Kila Pala

Personal information
- Full name: Kila Pala
- Born: 16 May 1986 (age 40) Papua New Guinea
- Batting: Left-handed
- Bowling: Left-arm medium
- Role: Occasional wicket-keeper

International information
- National side: Papua New Guinea;

Career statistics
| Competition | List A |
| Matches | 3 |
| Runs scored | 50 |
| Batting average | 16.66 |
| 100s/50s | –/– |
| Top score | 22 |
| Balls bowled | – |
| Wickets | – |
| Bowling average | – |
| 5 wickets in innings | – |
| 10 wickets in match | – |
| Best bowling | – |
| Catches/stumpings | 2/– |
- Source: Cricinfo, 22 May 2011

= Kila Pala =

Papua New Guinean cricketer (born 1986)

Kila Pala (born 16 May 1986) is a Papua New Guinean cricket coach and former player.

Pala played as a left-handed batsman who bowled left-arm medium pace and occasionally fielded as a wicket-keeper. He made his Twenty20 International debut against Ireland in the 2015 ICC World Twenty20 Qualifier tournament on 15 July 2015.

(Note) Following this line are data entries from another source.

PR #326, opened 2022-04-21
Add trash functionality for forms

niklasnatter:
This PR integrates the form entity with the `SuluTrashBundle`

### DIFF
--- a/Entity/Form.php
+++ b/Entity/Form.php
@@ -100,6 +100,7 @@ class Form
             $translation = new FormTranslation();
             $translation->setLocale($locale);
             $this->addTranslation($translation);
+            $translation->setForm($this);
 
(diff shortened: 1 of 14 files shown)


Entity/Form.php
```diff
@@ -100,6 +100,7 @@ public function getTranslation(string $locale, bool $create = false, bool $fallb
             $translation = new FormTranslation();
             $translation->setLocale($locale);
             $this->addTranslation($translation);
+            $translation->setForm($this);
```
niklasnatter, line 103: the same thing is already done in the `FormField`:
https://github.com/sulu/SuluFormBundle/blob/1ab810f829233c6c006c2bac74406aead7a68137/Entity/FormField.php#L167

PR #328, opened 2022-07-14
Fix file type attr

RealAestan:
| Q | A
| --- | ---
| Bug fix? | yes
| New feature? | no
| BC breaks? | no
| Deprecations? | no
| License | MIT

#### What's in this PR?

The attribute max is removed on input type file
The attribute accept is removed when there is not restrictions on input file type

#### Why?

max attr is no only applicable on `date` `month` `week` `time` `datetime-local` `number` `range` input types
accept attr should not be empty, when all files are accepted the attribute should be removed


Dynamic/Types/AttachmentType.php
```diff
@@ -78,8 +80,6 @@ public function build(FormBuilderInterface $builder, FormField $field, string $l
             $options['constraints'][] = new Count([
                 'max' => $fileMax,
             ]);
-
-            $options['attr']['max'] = $fileMax;
```
alexander-schranz: Remove this would be a bc break and would crash form themes try to read this attribute to be displayed as value on the website.

At current state we can only add a comment to `// @deprecated` this and add a line to the `UPGRADE.md` to remove it in the next major.

For your website you can filter out that attribute in your custom form theme if you don't want to render it.

Dynamic/Types/AttachmentType.php
```diff
@@ -54,7 +54,9 @@ public function build(FormBuilderInterface $builder, FormField $field, string $l
             }
         }
 
-        $options['attr']['accept'] = \implode(',', $mimeTypes);
+        if (!empty($mimeTypes)) {
+            $options['attr']['accept'] = \implode(',', $mimeTypes);
+        }
```
alexander-schranz, line 59: 👍

alexander-schranz (changes requested):
Thx for the pull request. Little change request.

Dynamic/Types/AttachmentType.php
RealAestan: Hello, my bad I totally forgot that use case. I added a new "data-max" attribute to allow people who have this use case to have this possibility. Should I add something to UPGRADE.md or let you handle it when you will prepare the release ?

alexander-schranz: yeah a sentence in the UPGRADE.md would be great about it.

Dynamic/Types/AttachmentType.php
```diff
@@ -79,7 +81,9 @@ public function build(FormBuilderInterface $builder, FormField $field, string $l
                 'max' => $fileMax,
             ]);
 
+            // TODO : Remove when a new major is release and tell user to migrate to data-max attribute
```
alexander-schranz:
```suggestion
            // @deprecated remove when a new major is release as max is not supported by input[type=file]
```

alexander-schranz:
@RealAestan Thank you!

Having played age group cricket for Papua New Guinea Under-19s in the 2004 Under-19 World Cup, he proceeded to be selected as a part of the Papua New Guinea squad for the 2011 World Cricket League Division Three, where he played 5 matches, helping them earn promotion to 2011 World Cricket League Division Two. It was in this competition that he made his List A debut against Namibia. He played a further 2 List A matches in the competition, against Hong Kong and Uganda. In his 3 matches, he scored 50 runs at a batting average of 16.66, with a high score 22.

==Coaching career==
Pala was head coach of Papua New Guinea at the 2018 Under-19 Cricket World Cup in New Zealand.